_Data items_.
++++++++

PR #4017, opened 2020-01-21
CP-32863: storage driver domain support

edwintorok:
Draft PR, needs more testing in particular with XenCenter.
See commit messages for explanations.

The goal here is to allow storage driver domain to be cleanly shut down at the appropriate time in the shutdown sequence.
Storage driver domain provide storage (backend) to other VMs, so they can only be shut down once no VM is using them, and their associated PBD is unplugged.

The usual shutdown process first shuts the VMs down and then unplugs PBDs, so this needs an adjustment to run  in 2 phases (VMs except driver domains, PBD unplug + VMs that are driver domains).

Also add protection against accidentally shutting the VM down (e.g. from XenCenter, or as a side-effect of other operations done by XenCenter such as host shutdown/reboot).

TBD: XenCenter still tries to shut this VM down (and now correctly fails instead of crashing the other VMs), we might have to mark the VM as a control domain too, not just system domain.


ocaml/xapi/vm_evacuation.ml
```diff
@@ -34,6 +34,10 @@ let ensure_no_vms ~__context ~rpc ~session_id ~evacuate_timeout =
     get_resident_vms ~__context ~self:host |> snd
     |> List.filter (fun vm -> is_running vm && not (self_managed_poweroff vm))
   in
+  let get_driver_domains () =
+    get_resident_vms ~__context ~self:host |> fst
+    |> List.filter (fun vm -> is_running vm && not (Db.VM.get_is_control_domain ~__context ~self:vm))
```
lippirk: to me this filter reads as 'all running domUs', but i imagined your driver domains would be a strict subset of your domUs?

lippirk: ah i understand from `get_resident_vms` why this works... that name is not the best

ocaml/xapi/xapi_vm_lifecycle.ml
```diff
@@ -223,6 +223,13 @@ let check_snapshot ~vmr ~op ~ref_str =
   then None
   else Some (Api_errors.vm_is_snapshot, [ref_str; Record_util.vm_operation_to_string op])
 
+let check_system_domain ~vmr ~op ~ref_str ~pbd =
+  let allowed = [`start; `start_on; `unpause; `data_source_op; `update_allowed_operations;
+                 `assert_operation_valid; `power_state_reset; `query_services; `snapshot ] in
```
lippirk: can we hide snapshot behind some development flag?

ocaml/xapi/vm_evacuation.ml
edwintorok: Yes, the use of `fst` and `snd` here is confusing, I'll use a let binding instead to make it more explicit what the 2 sides mean.

ocaml/xapi/xapi_vm_lifecycle.ml
edwintorok: I dropped entire special casing of driver domains, just treating them as control domains now. Which is what the documentation for control domains in the IDL says: domain 0 or driver domains.

ocaml/xapi/export.ml
```diff
@@ -556,17 +556,26 @@ let metadata_handler (req: Request.t) s _ =
...
-           with e ->
-             export_error := Some e)
+       let writer_thread = Thread.create (
+           Debug.with_thread_named "metadata export writer thread" (fun () ->
+             (* lock all the VMs before exporting their metadata *)
+             let needs_close = ref true in
+             try
+               List.iter (fun vm -> lock_vm ~__context ~vm ~task_id `metadata_export) vm_refs;
+               finally
+                 (fun () -> export_metadata ~with_snapshot_metadata:export_snapshots ~preserve_power_state:true ~include_vhd_parents ~__context ~vms:vm_refs write_fd)
```
lindig: Is usually `export_metadata` closing the fd but is not in the case of an exception? That looks like a problem in `export_metadata`. If not, could the closing of the fd not be handled by an outer `finally` without a `needs_close` logic?

ocaml/xapi/vm_evacuation.ml
```diff
@@ -105,7 +105,19 @@ let ensure_no_vms ~__context ~rpc ~session_id ~evacuate_timeout =
 
       evacuate ());
 
-  log_and_ignore_exn (fun () -> get_running_domains () |> shutdown)
+  log_and_ignore_exn (fun () -> get_running_domains () |> shutdown);
+
+  (* The driver domains shouldn't be in use at this point, so we should be able to
+   * shut them down *)
+  log_and_ignore_exn (fun () ->
```
lindig: This could be made syntactically nicer:
```
 log_and_ignore_exn @@ fun () -> ..
```

ocaml/xapi/export.ml
edwintorok: We are closing it in both situations, but we want to close it sooner in case lock_vm succeeded (i.e. before unlock_vm). This is all very convoluted, and there is still a bug here when lock_vm fails halfway through: we do not unlock any of the VMs that were locked.

So instead I got rid of the 2 close situations and just close it in the finally.
`lock_vm` now stores a list of VMs it has successfully locked. When done we go through the VMs that we locked and unlock them: this works both when everything succeeds (full list as before), everything fails (empty list), or partial success (we only unlock the VMs that we have previously successfully locked).

psafont:
The base branch should be rebased to keep up with master as well.

ocaml/xapi/vm_evacuation.ml
```diff
@@ -105,7 +105,19 @@ let ensure_no_vms ~__context ~rpc ~session_id ~evacuate_timeout =
...
       evacuate ());
 
-  log_and_ignore_exn (fun () -> get_running_domains () |> shutdown)
+  log_and_ignore_exn (fun () -> get_running_domains () |> shutdown);
+
+  (* The driver domains shouldn't be in use at this point, so we should be able to
+   * shut them down *)
+  log_and_ignore_exn @@ fun () ->
+      get_resident_vms ~__context ~self:host |> fst
+      |> List.filter_map (fun vm ->
```
lindig: This is mixing a functional map with a side effect inside the predicate. I think I would prefer to filter first and to iterate separately.

edwintorok: I've split this so it first does the filtering for pbds, vms and then the unplugs and shutdowns.

edwintorok:
Thanks, I'll merge this and then update the feature branch.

++++++++

_Work to be completed_. Each line above that contains the string "still" should be copied.

_Response area_.
TBD: XenCenter still tries to shut this VM down (and now correctly fails instead of crashing the other VMs), we might have to mark the VM as a control domain too, not just system domain.
edwintorok: We are closing it in both situations, but we want to close it sooner in case lock_vm succeeded (i.e. before unlock_vm). This is all very convoluted, and there is still a bug here when lock_vm fails halfway through: we do not unlock any of the VMs that were locked.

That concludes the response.